6. woc tuberculosis paru
7. Klasifikasi

Pada tahun 1974 American thoracic society memberikan klasifikasi baru yang diambil berdasarkan aspek
kesehatan masyarakat.
a) Kategori 0 : tidak pernah terpajan, dan tidak terinfeksi, riwayat kontak negatif, tes tuberkulin negatif. 13
b) Kategori I : terpajan tuberkulosis, tapi tidak terbukti ada infeksi. Di sini riwayat kontak positif, tes
tuberkulin negatif.
c) Kategori II : terinfeksi tuberkulosis, tetapi tidak sakit. Tes tuberkulin positif, radiologis dan sputum
negatif.
d) Kategori III : terinfeksi tuberkulosis dan sakit (Setiati, 2014).

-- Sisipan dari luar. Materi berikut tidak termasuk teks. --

PR #1738, opened 2015-01-21
1586 fix booking days limit—1722 display nonbookable periods

jacquesd:
- check start date in query string of single page booking
- add new bar to the calendar to show days where booking is not possible.
- limit choice of days in 3-step booking 
- fixes #1586  
- display and check nonbookable periods in the view
- fixes #1722 
- sort days with (pre-)conflicts in the warning msg

> **Note:** This PR will close both the issue #1586 and the issue #1722.
> As a result, the PR #1609 for the issue #1586 has been closed preemptively.

PR #2887, opened 2017-03-21
Fix booking days limit / unavailability periods

pferreir:
Supersedes #1738

### DIFF
--- a/indico/modules/rb/views/calendar.py
+++ b/indico/modules/rb/views/calendar.py
@@ -349,9 +349,7 @@ class Bar(Serializer):
 
     @property
     def blocking_data(self):
-        if not self.blocking:
-            return None
-        elif self.blocking:
+        if self.blocking:
             return {
                 'id': self.blocking.id,
                 'creator': self.blocking.created_by_user.full_name,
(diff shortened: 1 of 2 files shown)


indico/modules/rb/controllers/user/reservations.py
```diff
@@ -375,6 +375,10 @@ def _make_form(self):
                 start_date = datetime.strptime(request.args['start_date'], '%Y-%m-%d').date()
             except ValueError:
                 pass
+            else:
+                if not self._room.check_advance_days(start_date, user=session.user, quiet=True):
```
ThiefMaster: elif

pferreir: With `try..except`? 😉

ThiefMaster: oops :monkey:

indico/modules/rb/views/calendar.py
```diff
@@ -325,14 +349,24 @@ def forReservation(self):
...
+        elif self.nb_period:
+            return {
+                'id': None,
+                'creator': None,
+                'reason': 'Unavailable from {0} until {1}.'.format(format_date(self.nb_period.start_dt),
+                                                                   format_date(self.nb_period.end_dt)),
+                'blocking_url': None,
+                'type': 'nonbookable'
+            }
+        return None
```
ThiefMaster: i'd move it to an `else:` block to have all the returns on the same level

PR #2890, opened 2017-03-22
Strip whitespace in {% trans %} Jinja tags

pferreir:


indico/util/translations.py
```diff
@@ -17,11 +17,26 @@
...
+
+
+# TODO: Remove this once there's proper support in upstream Jinja
+# https://github.com/pallets/jinja/pull/683
+def jinja2_babel_extract(fileobj, keywords, comment_tags, options):
+    """
+    Custom babel_extract for Jinja.
+
+    Hooks on to Jinja's babel_extract and handles
+    whitespace within `{% trans %}` tags.
```
ThiefMaster: double backticks

indico/util/translations.py
```diff
@@ -17,11 +17,26 @@
...
     def wrapper(*args, **kwargs):
         return encode_if_unicode(fn(*args, **kwargs))
     return wrapper
+
+
+# TODO: Remove this once there's proper support in upstream Jinja
+# https://github.com/pallets/jinja/pull/683
+def jinja2_babel_extract(fileobj, keywords, comment_tags, options):
+    """
+    Custom babel_extract for Jinja.
```
ThiefMaster: fits in the previous line ;)

setup.py
```diff
@@ -75,6 +75,9 @@
         'global_settings = indico_zodbimport.modules.global_settings:GlobalSettingsImporter',
         'badges_posters = indico_zodbimport.modules.badges_posters:BadgePosterImporter',
         'event_data = indico_zodbimport.modules.event_data:EventDataImporter',
+    ],
+    'babel.extractors': [
+        'jinja2_indico = indico.util.translations:jinja2_babel_extract'
```
ThiefMaster: You can omit that and add this to `babel.cfg` instead in the `[extractors]` section:

    jinja2_indico = indico.util.translations:jinja2_babel_extract

indico/util/translations.py
pferreir: I really don't like the asymmetry created by the lack of newline. But anyway, it's true that that's the style we mostly use.

setup.py
pferreir: You're right. Didn't recall that.

ThiefMaster:
unittests are broken

pferreir:
> unittests are broken

Apparently not by this... weird.

PR #2891, opened 2017-03-23
Add customization settings

ThiefMaster:
- [x] Jinja template overrides
- [x] CSS
- [x] JS

### DIFF
--- a/indico/indico.conf.sample
+++ b/indico/indico.conf.sample
@@ -452,10 +452,10 @@ MaxUploadFileSize = 0
 # Customization
 # ------------------------------------------------------------------------------
 
-# It is possible to override specific templates for advanced customizations.
-# When using this, be advised that depending on the modifications you perform
-# things may break after an Indico update.  Make sure to test all your
-# modifications whenever you update Indico!
+# It is possible to override specific templates and add CSS and JavaScript
+# for advanced customizations.  When using this, be advised that depending on
+# the modifications you perform things may break after an Indico update.  Make
+# sure to test all your modifications whenever you update Indico!
 #
 # Set the base directory for customizations.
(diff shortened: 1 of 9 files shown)


indico/web/flask/templating.py
```diff
@@ -194,6 +196,43 @@ def call_template_hook(*name, **kwargs):
...
+            try:
+                orig_path = rv[1]
+            except TemplateNotFound:
+                orig_path = None
+            self.logger.debug('Customizable: %s (original: %s, reference: ~%s)', path, orig_path, template)
+        return rv
+
+    def get_source(self, environment, template):
+        path = posixpath.join(*split_template_path(template))
+        if template[0] == '~':
```
ThiefMaster: I don't like this very much but being able to inherit from the original template is important - and from within a loader we have no way of knowing from where the template is being rendered.

indico/indico.conf.sample
```diff
@@ -446,3 +446,38 @@ MaxUploadFileSize = 0
...
+# However, instead of copying templates it is better to use Jinja inheritance
+# where possible. To make this easier the log entry will also contain a
+# "reference" path that can be used to reference the original template from the
+# customized one.
+#CustomizationDebug = False
+#
+# To include custom CSS and JavaScript, simply put *.scss and *.js files into
+# `<CustomizationDir>/scss` / `<CustomizationDir>/js`.  If there are multiple
+# files, they will be included in alphabetical order so prefixing them with
+# a number (e.g. `00-base.scss`, `10-events.scss`) is a good idea.
```
pferreir: Wondering if this shouldn't be put on the wiki. Or even in the docs.

ThiefMaster: Yeah, just wanted to have it *somewhere* for now

PR #4000, opened 2019-07-12
Fix convener affiliation

pferreir:
This was triggered by a CERN support ticket. We should be displaying the `SessionBlockPersonLink`'s attributes, not the `EventPerson`'s.


ThiefMaster:
huh i thought i had fixed it not too long ago... maybe it was somewhere else. we have everything from 2.1-maintenance merged, right?

pferreir:
> huh i thought i had fixed it not too long ago... maybe it was somewhere else. we have everything from 2.1-maintenance merged, right?

Yes, it's all merged.

PR #4001, opened 2019-07-12
Fix jquery slide animation

panagiotappl:
Fix slide right animation in timetable
Fix slide down animation in social button


indico/modules/events/timetable/templates/move_entry.html
```diff
@@ -85,7 +85,7 @@
         function toggleMoveButton(item) {
             item.toggleClass('selected');
             if (item.data('item-id') != $initiallySelected.data('item-id')) {
-                item.find('.move-btn').toggle('slide', {direction: 'right'}, 200);
+                item.find('.move-btn').animate({ width: "toggle"});
```
ThiefMaster: that space after `{` shouldn't be there

PR #4004, opened 2019-07-15
Handle page metadata a little bit better

pferreir:
Right now we're relying on `_get_head_content(...)`, which makes it a little harder to manage.


pferreir:
@ThiefMaster thanks for noticing that. Whoops!
That should be OK now. While fixing it, I realized that we could probably get rid of some duplicated code: https://github.com/indico/indico/pull/4004/commits/f49a5e32079c7e9f647395159c25e98488ef83bc
Does anyone see any issues with that? It seems to work fine.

Menurut WHO (Muttaqin,2008), Kategori didasarkan pada urutan kebutuhan pengobatan dalam
program sehingga di bagi menjadi 4 kategori :
a) Kategori I : sputum positif dan penderita dalam keaadaan berat seperti meningitis, TB miller,
perikarditis, peritonitis, pleuritis masif atau bilateral, spondiolitis dengan gangguan neurologis; dan
penderita dengan sputum negatif tetapi kelainan parunya luas, TB usus, TB saluran perkemihan dan
sebagainya.
b) Kategori II : kasus kambuh atau gagal dengan sputum tetap positif
c) Kategori III : sputum negatif tapi kelainan paru tidak luas dan kasus TB di luar paru selain yang dissebut
dalam kategori I.
d) Kategori IV : tuberkulosis kronis
Menurut Nilas Warlem & Irvan Medison (2014), mengklasifikasikan TB menjadi :
a. Tuberkulosis paru, merupakan Tuberkulosis yang menyerang jaringan di paru – paru dan tidak
termasuk pleura.
b. Berdasarakan type klien, ditentukan berdasarkan riwayat pengobatan sebelumnya.

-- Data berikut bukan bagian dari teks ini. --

PR #4009, opened 2019-07-18
Hide warning when booking already exists

### LINKED ISSUE #3987: Hide booking warning in case there is a booking for one of the managers during that period.

panagiotappl:
closes #3987

### DIFF
--- a/indico/modules/events/management/controllers/settings.py
+++ b/indico/modules/events/management/controllers/settings.py
@@ -11,6 +11,9 @@ from flask import redirect, session
 from werkzeug.exceptions import Forbidden
 
 from indico.core import signals
+from indico.core.config import config
+from indico.core.db import db
+from indico.core.db.sqlalchemy.util.queries import db_dates_overlap
 from indico.modules.events.management.controllers.base import RHManageEventBase
 from indico.modules.events.management.forms import (EventClassificationForm, EventContactInfoForm, EventDataForm,
                                                     EventDatesForm, EventLocationForm, EventPersonsForm)
@@ -18,6 +21,9 @@ from indico.modules.events.management.util import flash_if_unregistered
 from indico.modules.events.management.views import WPEventSettings, render_event_management_header_right
 from indico.modules.events.operations import update_event
 from indico.modules.events.util import track_time_changes
+from indico.modules.rb.models.reservation_occurrences import ReservationOccurrence
+from indico.modules.rb.models.reservations import Reservation
+from indico.modules.rb.models.rooms import Room
 from indico.util.signals import values_from_signal
 from indico.web.flask.templating import get_template_module
 from indico.web.forms.base import FormDefaults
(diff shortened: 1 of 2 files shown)


indico/modules/events/management/controllers/settings.py
```diff
@@ -41,7 +46,21 @@ def _check_access(self):
         RHManageEventBase._check_access(self)  # mainly to trigger the legacy "event locked" check
 
     def _process(self):
-        return WPEventSettings.render_template('settings.html', self.event, 'settings')
+        # Check if any of the managers of the event already have a booking that overlaps with the event datetime
+        manager_ids = [p.user.id for p in self.event.acl_entries if p.user]
```
ThiefMaster: that's everyone in the ACL, not just managers. the correct way to get only the managers is:

```python
manager_ids = {p.user.id
               for p in self.event.acl_entries
               if p.type == PrincipalType.user and p.has_management_permission()}
```

indico/modules/events/management/controllers/settings.py
```diff
@@ -41,7 +46,21 @@ def _check_access(self):
...
+        has_overlap = (ReservationOccurrence.query
+                       .filter(ReservationOccurrence.is_valid,
+                               db.or_(Reservation.booked_for_id.in_(manager_ids),
+                                      Reservation.created_by_id.in_(manager_ids)),
+                               db_dates_overlap(ReservationOccurrence,
+                                                'start_dt', self.event.start_dt_local,
+                                                'end_dt', self.event.end_dt_local),
+                               Reservation.room_id == self.event.room.id,
```
ThiefMaster: I think this breaks the settings page if the event has no room assigned...

indico/modules/events/management/templates/settings.html
```diff
@@ -5,7 +5,8 @@
 
 {% block content %}
     {{ template_hook('event-actions', event=event) }}
-    {%- if indico_config.ENABLE_ROOMBOOKING and not event.has_ended and event.room and not event.room_reservation_links -%}
+    {%- if indico_config.ENABLE_ROOMBOOKING and not event.has_ended and event.room and not event.room_reservation_links
+    and not has_overlap -%}
```
ThiefMaster: that's a weird indentation level for wrapping this. how about moving this logic into the RH class and just check e.g. `if show_no_booking_warning` here?

indico/modules/events/management/controllers/settings.py
```diff
@@ -11,13 +11,18 @@
...
+from indico.core.db import db
+from indico.core.db.sqlalchemy.util.queries import db_dates_overlap
 from indico.modules.events.management.controllers.base import RHManageEventBase
 from indico.modules.events.management.forms import (EventClassificationForm, EventContactInfoForm, EventDataForm,
                                                     EventDatesForm, EventLocationForm, EventPersonsForm)
 from indico.modules.events.management.util import flash_if_unregistered
 from indico.modules.events.management.views import WPEventSettings, render_event_management_header_right
 from indico.modules.events.operations import update_event
 from indico.modules.events.util import track_time_changes
+from indico.modules.rb import Room
```
mic4ael: It works just by coincidence. Use `from indico.modules.rb.models.rooms import Room`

1) Kasus baru : klien yang belum pernah mendapatkan OAT (obat anti tuberkulosis) atau klien
yang pernah mendapatkan OAT (obat anti tuberkulosis) namun tidak lebih dari satu bulan.

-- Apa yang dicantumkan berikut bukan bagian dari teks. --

PR #4013, opened 2019-07-23
RB responsiveness 2.0

mvidalgarcia:
##### TODO
- [x] Investigate map issue

### DIFF
--- a/indico/web/client/js/react/components/ResponsivePopup.jsx
+++ b/indico/web/client/js/react/components/ResponsivePopup.jsx
@@ -9,9 +9,7 @@ import React from 'react';
 import {Popup} from 'semantic-ui-react';
 import {useResponsive} from 'indico/react/util';
 
-const ResponsivePopup = props => {
+export default function ResponsivePopup(props) {
   const {isPhone, isTablet} = useResponsive();
   return <Popup {...props} disabled={isPhone || isTablet} />;
-};
-
-export default ResponsivePopup;
+}
--- a/indico/web/client/js/react/components/ResponsivePopup.jsx
+++ b/indico/web/client/js/react/components/ResponsivePopup.jsx
@@ -1,0 +1,17 @@
+// This file is part of Indico.
+// Copyright (C) 2002 - 2019 CERN
+//
+// Indico is free software; you can redistribute it and/or
+// modify it under the terms of the MIT License; see the
+// LICENSE file for more details.
+
+import React from 'react';
+import {Popup} from 'semantic-ui-react';
+import {useResponsive} from 'indico/react/util';
+
+const ResponsivePopup = props => {
+  const {isPhone} = useResponsive();
+  return <Popup {...props} disabled={isPhone} />;
+};
+
+export default ResponsivePopup;
--- a/indico/web/client/js/react/components/ResponsivePopup.jsx
+++ b/indico/web/client/js/react/components/ResponsivePopup.jsx
@@ -10,8 +10,8 @@ import {Popup} from 'semantic-ui-react';
 import {useResponsive} from 'indico/react/util';
 
 const ResponsivePopup = props => {
-  const {isPhone} = useResponsive();
-  return <Popup {...props} disabled={isPhone} />;
+  const {isPhone, isTablet} = useResponsive();
+  return <Popup {...props} disabled={isPhone || isTablet} />;
 };
 
 export default ResponsivePopup;
--- a/indico/web/client/js/react/components/StickyWithScrollBack.jsx
+++ b/indico/web/client/js/react/components/StickyWithScrollBack.jsx
@@ -10,16 +10,22 @@ import PropTypes from 'prop-types';
 import {Sticky} from 'semantic-ui-react';
 
 import {ScrollButton} from 'indico/react/components';
+import {useResponsive} from 'indico/react/util';
+
+import {useScrollUp} from '../hooks';
 
 import './StickyWithScrollBack.module.scss';
 
-export default function StickyWithScrollBack({children, context}) {
+export default function StickyWithScrollBack({children, context, responsive}) {
   const [scrollButtonVisible, setScrollButtonVisible] = useState(false);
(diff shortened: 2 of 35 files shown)


package.json
```diff
@@ -64,7 +64,7 @@
     "react-modal": "^3.9.1",
     "react-popper": "^1.3.3",
     "react-redux": "^7.1.0",
-    "react-responsive": "^7.0.0",
+    "react-responsive": "8.0.0-beta.1",
```
ThiefMaster: why not `^8.0.0-beta.1`?

indico/web/client/js/react/util/Responsive.jsx
```diff
@@ -60,3 +60,18 @@ export default Object.assign(Responsive, {
   Tablet: factory(DIMENSIONS.tablet, DIMENSIONS.computer),
   Phone: factory(null, DIMENSIONS.tablet),
 });
+
+export function useResponsive() {
+  return {
+    isWideScreen: useMediaQuery({query: `(min-width: ${DIMENSIONS.computer}px)`}),
+    isDesktop: useMediaQuery({
+      query: `(min-width: ${DIMENSIONS.computer}px) and (max-width: ${DIMENSIONS.wideScreen -
+        1}px)`,
```
ThiefMaster: this wrapping here is super awful :/

indico/web/client/js/react/hooks.js
```diff
@@ -119,3 +119,31 @@ export function useIndicoAxios({camelize, ...args}) {
...
+      prevRef.current = window.scrollY;
+      window.addEventListener('scroll', _.throttle(handleScroll, 500));
+
+      return function cleanup() {
+        window.removeEventListener('scroll', _.throttle(handleScroll, 500));
+      };
+    }
+  }, [isScrollingUp, enabled]);
+
+  return {isScrollingUp};
```
ThiefMaster: just return a plain value instead of an object

indico/web/client/js/react/hooks.js
```diff
@@ -119,3 +119,31 @@ export function useIndicoAxios({camelize, ...args}) {
...
+        setIsScrollingUp(prevRef.current > window.scrollY);
+        prevRef.current = window.scrollY;
+      }
+    };
+
+    if (enabled) {
+      prevRef.current = window.scrollY;
+      window.addEventListener('scroll', _.throttle(handleScroll, 500));
+
+      return function cleanup() {
```
ThiefMaster: arrow function

indico/web/client/js/react/components/ResponsivePopup.jsx
```diff
@@ -0,0 +1,17 @@
...
+//
+// Indico is free software; you can redistribute it and/or
+// modify it under the terms of the MIT License; see the
+// LICENSE file for more details.
+
+import React from 'react';
+import {Popup} from 'semantic-ui-react';
+import {useResponsive} from 'indico/react/util';
+
+const ResponsivePopup = props => {
```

2) Kasus kambuh : klien yang sebelumnya sudah mendapatkan pengobatan OAT dan
dinyatakan sudah sembuh atau pengobatannya sudah lengkap, kemudian kembali berobat
karena hasil pemeriksaan menunjukan BTA positif dan biakan positif.
3) Kasus defaulted atau drop out Klien yang telah berobat selama satu bulan namun tidak
mengambil pengobatan yang ke 2, sebelum masa pengobatannya selesai.
4) Kasus gagal : klien dengan BTA positif yang masih tetap positif atau kembali positif pada
bulan ke lima pengobatan.
5) Kasus kronis : klien dengan hasil pemeriksaan BTA masih positif setelah pengobatan ulang
dwngan kategori pengobatan kategori dua dengan pengawasan yang baik.
6) Kasus bekas TB : ada gejala sisa akibat kelainan paru dengan pemeriksaan BTA negatif,
sudah tidak ada lesi pada pemeriksaan radiologik dan adanya riwayat pengobatan OAT yang
baik.
c. Tuberkulosis ekstraparu : merupakan Tuberkulosis yang menyerang selain paru, seperti pleura
kelenjar getah bening, selaput otak, tulang, ginjal dan lain sebagainya.
8. Gejala – gejala Klinik

Keluhan yang timbul pada penderita TB Paru bermacam-macam pada setiap orang. Namun menurut
Setiati (2014) yang sering timbul adalah gejala sebagai berikut :

a. Demam : biasanya subfebril menyerupai demam influenza. Tetapi kadang-kadang panas


badan dapat mencapai 40 - 410C. Serangan demam pertama dapat sembuh sebentar,
tetapi kemudian dapat timbul kembali. Begitulah seterusnya hilang timbulnya demam
influenza ini, sehingga klien merasa tidak pernah terbebas dari serangan demam
influenza. Keadaan ini sangat dipengaruhi oleh daya tahan tubuh klien dan berat
ringannya infeksi kuman tuberkulosis yang masuk.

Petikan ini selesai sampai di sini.